Scammers often have a good excuse. They’re working overseas, they’re in the military and posted overseas, they’re a doctor who’s volunteering in some third world country. They’re lonely, and you’re their link back home.
That’s all well and good. So it can be a friendship. But it’s not love and it’s not a relationship until both of you can be together in the physical world.
Tip #3.
Report Him if He Asks for Money
The final thing you need to look for—and this is the big red flag—is that he brings up money.
The instant money is mentioned, you know the truth. He’s a scammer. Block him. Report him to the dating site. And please do this ONE thing…

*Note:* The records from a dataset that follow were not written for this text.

Issue #7039, opened 2025-02-28
wp-cli doesnt work if you change the webroot


nickchomey:
### Preliminary checklist

- [x] I am using the latest stable version of DDEV (see [upgrade guide](https://ddev.readthedocs.io/en/stable/users/install/ddev-upgrade/))
- [x] I have searched [existing issues](https://github.com/ddev/ddev/issues)
- [x] I have checked the [troubleshooting guide](https://ddev.readthedocs.io/en/stable/users/usage/troubleshooting/)
- [x] I have run `ddev debug test` to include output below

If you set something other than the project root for `webroot`,  `ddev wp` cli doesnt work. This is because it tries to use `/var/www/html` as the `cwd`. 

Yet, installing bedrock actually works. As it turns out, it is because bedrock adds a `wp-cli.yml` file in the project root

https://github.com/roots/bedrock/blob/master/wp-cli.yml

I propose that https://github.com/ddev/ddev/blob/0951e7848b699f83166029aed7f61e27fb462e3c/pkg/ddevapp/wordpress.go create such a file as well. Also, that there also be some mechanism when changing the `webroot` in a WordPress project-type that also changes the values in that file to match the webroot.

rfay:
Seems like a good idea to me! Thanks for sorting it out. Back when Drupal's drush needed a drushrc.php it used to be created by DDEV, as in https://github.com/ddev/ddev/blob/0951e7848b699f83166029aed7f61e27fb462e3c/pkg/ddevapp/drupal.go#L223-L271

I think just the wordpress.go should do the same basic idea, I'd think it would be done at Start time (as the settings are done, so can be part of the settings)

rfay:
As always, thanks for caring for the WordPress world, and for paying attention to all these things!

jakeparis:
Hi all, very grateful for this solution, as I ran into this issue today. Here in github it looks like the docs update has been merged, but it's not showing up on the stable documentation at https://ddev.readthedocs.io/en/stable/users/usage/cms-settings/#cms-specific-help-and-techniques

rfay:
Thanks @jakeparis - the "latest" docs move to "stable" when the new release happens, planned for Monday, March 31. So right now you'll find this at https://ddev.readthedocs.io/en/latest/users/usage/cms-settings/#wordpress-specifics

PR #7041, opened 2025-03-02
fix: allow usage of wp-cli when docroot has changed in a wordpress project

nickchomey:
## The Issue

- #7039 

Adds a wp-cli.yml file to the app root when the application starts up, setting the path to the app.docroot. Allows for overriding it by removing the `#ddev-generated` signature

I suppose you could create a new wordpress project, change the docroot, install wordpress then run something like `ddev wp plugin list` (which wont work without the yml file)

https://ddev.readthedocs.io/en/stable/users/quickstart/#wordpress

## Automated Testing Overview

I didnt add anything. If a test is required, please let me know what and where to add it.

### DIFF
--- a/pkg/ddevapp/apptypes.go
+++ b/pkg/ddevapp/apptypes.go
@@ -244,6 +244,7 @@ func init() {
 			uploadDirs:           getWordpressUploadDirs,
 			hookDefaultComments:  getWordpressHooks,
 			appTypeSettingsPaths: setWordpressSiteSettingsPaths,
+			postStartAction:      wordpressPostStartAction,
 			appTypeDetect:        isWordpressApp,
 			importFilesAction:    wordpressImportFilesAction,
 		},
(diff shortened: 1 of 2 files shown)


rfay:
Looks like there's a little bit of work to be done for
* https://github.com/ddev/ddev/actions/runs/13617386329/job/38062205667?pr=7041

For  https://github.com/ddev/ddev/actions/runs/13617386417/job/38062205737?pr=7041 you'll need to manually test and sort out the change there.

rfay:
You'll need to solve it yourself IMO, because your change breaks both of these. Happy to help you understand the troubleshooting techniques. Some details about the quickstart tests are in https://ddev.readthedocs.io/en/stable/developers/quickstart-maintenance/

I'll restart both tests in case it was a one-off, but it looks like your changes broke both tests.

rpkoller:
hm played around with the artifact provided by this pr to understand the problem. in regard of the two wp cli based quickstarts, i agree it would be good if it would be possible to only create the yaml file if the default is overridden and the docroot is changed. sure an option might be to update the quickstart and the tests by adding the parameter but that feels suboptimal, the conditional creation would be preferable if possible? in regard of the composer based approach it wouldnt be entirely fixed cuz if the docroot is overridden you could still run into the error. would it make sense to add the yaml file on the list of allowed files that could exist when composer create is run?

rfay:
Solving it with docs is fine, and agreed it's a bit obscure. It would fit nicely into https://ddev.readthedocs.io/en/stable/users/usage/cms-settings/#cms-specific-help-and-techniques - and I imagine you will end up adding other things there?

PR #7046, opened 2025-03-04
build: fix new mkdocs failure on git

rfay:
## The Issue

mkdocs builds are failing, and docscheck builds are failing.

I'm not sure this has anything to do with us, but we might as well solve the complaint

> WARNING -  [git-revision-date-localized-plugin] Unable to find a git directory and/or git is not installed. To ignore this error, set option 'fallback_to_build_date: true'

In addition, we didn't have tmate set up for the docscheck workflow.


stasadev (commented):
Thank you!

PR #7036, opened 2025-02-28
fix: delete traefik images based on the pattern used for ddev-dbserver and use constants for targeting, fixes #6326

rpkoller:
## The Issue

- #6326

## How This PR Solves The Issue
The PR addresses two details. first it fixes #6326 by applying the same pattern used for db images. i've addressed the suggestion by @stasadev using constants instead of the image name. talking of constant i've also did a small cosmetic fix and use now also a constant for addressing the db images instead of the image name. now every if clause in the for loop uses constants instead of image names

## Manual Testing Instructions

```
docker pull ddev/ddev-ssh-agent:v1.24.2
docker pull ddev/ddev-traefik-router:v1.24.2

docker images | grep v1.24.2
ddev/ddev-traefik-router                  v1.24.2                        01f41d37afe2   6 weeks ago     229MB
ddev/ddev-ssh-agent                       v1.24.2                        bd674e56e923   6 weeks ago     136MB

ddev delete images

docker images | grep v1.24.2
(nothing)
```

PR #7047, opened 2025-03-04
fix: use the DBImg constant instead of the db image name

rpkoller:
## The Issue

- #<issue number>

delete-images.go was using `if strings.HasPrefix(tag, "ddev/ddev-dbserver") ` and as i've learned in https://github.com/ddev/ddev/pull/7036 there are constants to use instead of using the image names.


rpkoller:
i've cherrypicked the change and moved it over to https://github.com/ddev/ddev/pull/7036 per randys recommendation. closing this one again.

PR #7050, opened 2025-03-05
fix: nginx.conf should let index.php handle 404 errors for media files

barbieswimcrew:
## The Issue

Media stanza in `nginx.conf` doesn't work as expected in some cases:

| Framework | 404 `.png` handled by | 404 `.txt` handled by | Description |
| --------- | -------------- | ----------- |  ----------- |
| Shopware6 | nginx (this PR: app) | app | without PR `.png` is handled by nginx (this is wrong) |
| Magento1 | nginx (this PR: app) | app | has the same problem as Shopware6 |
| Magento2 | nginx (this PR: app) | app | has the same problem as Shopware6 |
| Typo3 | nginx (this PR: app) | app | has the same problem as Shopware6 |
| Wordpress | nginx (this PR: app) | app | has the same problem as Shopware6 |
| Laravel | app | app | has `error_page 404 /index.php;` |
| Symfony | app | app | because nginx doesn't have `Media` stanza |
| Drupal | app | app | Media stanza has `try_files $uri @rewrite;` |

- Adds links to upstream nginx files.
- Updates Shopware6, Magento1 and Wordpress nginx.conf with `try_files`.
- Removes Media stanza from Laravel, Magento2 and Typo3 (because upstream doesn't have it.)

Try quickstarts for Shopware6, Magento1, Typo3, Wordpress, Laravel

The below pages should show the same 404 from the app:

```
ddev launch /test/image.png
ddev launch /test/some.txt
```

Expected result (404 page from app):

image

Unexpected result (404 page from nginx):

image

### DIFF
--- a/pkg/ddevapp/webserver_config_assets/nginx-site-backdrop.conf
+++ b/pkg/ddevapp/webserver_config_assets/nginx-site-backdrop.conf
@@ -1,4 +1,5 @@
 # ddev backdrop config
+# https://github.com/perusio/drupal-with-nginx
 
 #ddev-generated
 # If you want to take over this file and customize it, remove the line above
--- a/pkg/ddevapp/webserver_config_assets/nginx-site-backdrop.conf
+++ b/pkg/ddevapp/webserver_config_assets/nginx-site-backdrop.conf
@@ -1,4 +1,6 @@
 # ddev backdrop config
+# https://www.drupal.org/project/drupal/issues/2937161
+# https://www.drupal.org/project/drupal/issues/3336659
 
 #ddev-generated
 # If you want to take over this file and customize it, remove the line above
--- a/pkg/ddevapp/webserver_config_assets/nginx-site-backdrop.conf
+++ b/pkg/ddevapp/webserver_config_assets/nginx-site-backdrop.conf
@@ -1,5 +1,5 @@
 # ddev backdrop config
-# https://github.com/perusio/drupal-with-nginx
+# https://docs.backdropcms.org/documentation/system-requirements#web-server-details
 
 #ddev-generated
 # If you want to take over this file and customize it, remove the line above
--- a/pkg/ddevapp/webserver_config_assets/nginx-site-backdrop.conf
+++ b/pkg/ddevapp/webserver_config_assets/nginx-site-backdrop.conf
@@ -1,6 +1,4 @@
 # ddev backdrop config
-# https://www.drupal.org/project/drupal/issues/2937161
-# https://www.drupal.org/project/drupal/issues/3336659
 
 #ddev-generated
 # If you want to take over this file and customize it, remove the line above
--- a/pkg/ddevapp/webserver_config_assets/nginx-site-drupal.conf
+++ b/pkg/ddevapp/webserver_config_assets/nginx-site-drupal.conf
@@ -1,4 +1,6 @@
 # ddev drupal config (drupal8+)
+# https://www.drupal.org/project/drupal/issues/2937161
+# https://www.drupal.org/project/drupal/issues/3336659
 
 #ddev-generated
 # If you want to take over this file and customize it, remove the line above
--- a/pkg/ddevapp/webserver_config_assets/nginx-site-drupal.conf
+++ b/pkg/ddevapp/webserver_config_assets/nginx-site-drupal.conf
@@ -1,4 +1,5 @@
-# ddev drupal config (drupal8+)
+# ddev drupal config (obsolete), should point to latest stable drupal version
+# This should no longer be in use.
 # https://www.drupal.org/project/drupal/issues/2937161
 # https://www.drupal.org/project/drupal/issues/3336659
 
--- a/pkg/ddevapp/webserver_config_assets/nginx-site-drupal6.conf
+++ b/pkg/ddevapp/webserver_config_assets/nginx-site-drupal6.conf
@@ -1,6 +1,4 @@
 # ddev drupal6 config
-# https://www.drupal.org/project/drupal/issues/2937161
-# https://www.drupal.org/project/drupal/issues/3336659
 
 #ddev-generated
 # If you want to take over this file and customize it, remove the line above
--- a/pkg/ddevapp/webserver_config_assets/nginx-site-drupal6.conf
+++ b/pkg/ddevapp/webserver_config_assets/nginx-site-drupal6.conf
@@ -1,4 +1,6 @@
 # ddev drupal6 config
+# https://www.drupal.org/project/drupal/issues/2937161
+# https://www.drupal.org/project/drupal/issues/3336659
 
 #ddev-generated
 # If you want to take over this file and customize it, remove the line above
--- a/pkg/ddevapp/webserver_config_assets/nginx-site-drupal6.conf
+++ b/pkg/ddevapp/webserver_config_assets/nginx-site-drupal6.conf
@@ -1,4 +1,5 @@
 # ddev drupal6 config
+# https://github.com/perusio/drupal-with-nginx
 
 #ddev-generated
 # If you want to take over this file and customize it, remove the line above
--- a/pkg/ddevapp/webserver_config_assets/nginx-site-magento2.conf
+++ b/pkg/ddevapp/webserver_config_assets/nginx-site-magento2.conf
@@ -1,4 +1,5 @@
 # ddev magento2 config
+# https://github.com/magento/magento2/blob/2.4-develop/nginx.conf.sample
 
 #ddev-generated
 # If you want to take over this file and customize it, remove the line above
--- a/pkg/ddevapp/webserver_config_assets/nginx-site-magento2.conf
+++ b/pkg/ddevapp/webserver_config_assets/nginx-site-magento2.conf
@@ -58,15 +58,6 @@ server {
         fastcgi_pass_header "X-Accel-Redirect";
     }
 
-    # Expire rules for static content
-
-    # Media: images, icons, video, audio, HTC
-    location ~* \.(?:jpg|jpeg|gif|png|ico|cur|gz|svg|svgz|mp4|ogg|ogv|webm|webp|htc)$ {
-        expires 1M;
-        access_log off;
-        add_header Cache-Control "public";
-    }
-
     # Prevent clients from accessing hidden files (starting with a dot)
     # This is particularly important if you store .htpasswd files in the site hierarchy
     # Access to `/.well-known/` is allowed.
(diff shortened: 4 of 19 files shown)


rfay:
Thanks for the contribution!

Since Shopware is based on Symfony, it raises questions about 
* Laravel
* Sulu
* Symfony itself
* Others? 

Could you take a look at those and see if they work (quickstarts at https://ddev.readthedocs.io/en/stable/users/quickstart/)

Also, would you mind pushing up a trivial Shopware6 project that demonstrates this problem, so we can see the before and after? Create a README.md on the repository explaining how to demonstrate the problem. Thanks! (Or consider forking and updating the repo that we use in our automated tests, https://github.com/ddev/test-shopware6 ) But it's really important to have a demonstration of the problem.

I imagine we have to change our testing on this when we understand it. Our automated tests (https://github.com/ddev/ddev/blob/6c62ea63106563fc201c458c849c2aa4e8cd06da/pkg/ddevapp/ddevapp_test.go#L203-L218) do in fact successfully get an image. So it will be interesting to know what the difference is in your situation.

rfay:
It would be unusual in any CMS for files to have to be downloaded using index.php; that has major performance implications. The only place I'm familiar with this model is when files are private (access is controlled via PHP). Drupal's "private files" mechanism uses this. But most files on most CMSs aren't delivered with PHP's involvement at all, they are delivered by the webserver (nginx or apache) and not sent to the php-fpm.

barbieswimcrew:
I agree with you @rfay that this brings performance issues with it. However, the situation is as follows:

1. Please see the official NGINX configuration of Shopware. There it is implemented as in my PR via try_files: https://developer.shopware.com/docs/resources/references/config-reference/server/nginx.html

2. In a pure Symfony application (i.e. without Shopware) it is also implemented in the same way. Please refer to the NGINX Config of Symfony, especially at line 8: https://symfony.com/doc/current/setup/web_server_configuration.html

3. Even in your nginx-site-symfony.conf it is like this, please check line 28:  https://github.com/ddev/ddev/blob/main/pkg/ddevapp/webserver_config_assets/nginx-site-symfony.conf

You could also remove the entire block

```nginx
    # Media: images, icons, video, audio, HTC
    location ~* \.(?:jpg|jpeg|gif|png|ico|cur|gz|svg|svgz|mp4|ogg|ogv|webm|webp|htc)$ {
        expires 1M;
        access_log off;
        add_header Cache-Control "public";
    }
```

then it would also work. I just wanted to solve it in a minimally invasive way in my PR. I simply believe that your nginx-site-shopware6.conf is in an outdated state and should be adapted to the current recommendation of Shopware itself.

rfay:
I would prefer that we use the recommended nginx config (or close) for this (and similarly on related configs)

rfay:
Bottom line though... Please demonstrate the problem and help us to understand it before we make changes, as requested above.

tyler36:
> Since Shopware is based on Symfony, it raises questions about ... laravel

I didn't have a problem on Laravel 11 or 12.

## Test

1. Add a valid image file. Eg. `public/img/beach.jpg`
1. Add the following code to `resources/views/welcome.blade.php` (Laravel 11); replacing the filename as required

    ```html
        <img src="/img/beach.jpg" alt="" srcset="">
        <img src="{{ asset('/img/beach.jpg') }}" alt="" srcset="">
    ```

1.  View page and confirm the image is displayed twice.

image

stasadev (approved):
Looks good to me.

I think there's a bit of misunderstanding here. @barbieswimcrew is explaining that the app didn't behave as expected when there was a broken image.

Here's the demonstration:

- When trying to open a non-existent image with a `.jpg` extension, it's handled by nginx, not by the app.
- However, when trying to open a different extension, like `.jpg2`, it's handled by the app.

demo-shopware

The error from Symfony provides more details (and it looks different in production). The goal is to handle these 404s so they display what the app shows for 404 errors, not the default "404 Not Found" from nginx.

---

The situation is not the same with Laravel. Any routing seems to be handled by the app, no matter what I try to open, so I don't see raw 404 nginx:

laravel-404

Laravel has this nginx config:

```
error_page 404 /index.php;
```

barbieswimcrew:
Thank you @stasadev - i really had no idea how to describe this :-D 

I noticed the whole thing because I was playing around with the Symfony Asset Mapper component in a Shopware example project. In DEV mode, the asset mapper tricks the system into believing that the file you want to retrieve via {{ asset('...') }} is in the public directory, when in fact it is not. Only in PROD is the relevant file copied to the public directory using asset-map:compile. Please have a look at: https://symfony.com/doc/current/frontend/asset_mapper.html#serving-assets-in-dev-vs-prod

rfay:
I guess we need to update our test framework (hasn't been updated for 2 years) and maybe show how to demonstrate this.

So @stasadev I'm afraid I still don't really understand. You're saying that shopware wants to handle 404s on images itself. But does that mean that the normal case is that shopware handles the normal delivery of the images? Or that it only reacts on a 404?

- [ ] Update OP here to show the actual situation and describe it completely
- [ ] Compare our nginx config for shopware to the one suggested by shopware, make sure they're similar where they can be.
- [ ] Improve our test in ddevapp_test.go so that it uses this feature
- [ ] Update the ddev/test-shopware6 repository and make sure it can demonstrate this

stasadev:
We have the same problem in several frameworks, all because of Media nginx stanza without `try_files`:

| Framework | 404 `.png` handled by | 404 `.txt` handled by | Description |
| --------- | -------------- | ----------- |  ----------- |
| Laravel | app | app | has `error_page 404 /index.php;` |
| Symfony | app | app | because nginx doesn't have `Media` stanza |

As long as we stay quiet about what happened to us, because we’re too embarrassed to admit we fell for it, these romance scammers are going to keep scamming other people.
It’s up to us to stop them.
If you have been approached by a scammer, document everything, then go to ftc.gov/complaint. Click “Ripoffs and Imposter Scams,” then select “Romance Scams.”
Report him to the federal government.
I hope you never come across a romance scammer, but they’re out there. Be aware. Protect yourself. And share this article with your friends.
I wish I could have shared these tips with my friend. He didn’t want to hear a bad word said against his online girlfriend. He had to learn it the hard way for himself.
Take care of yourself. And stay strong.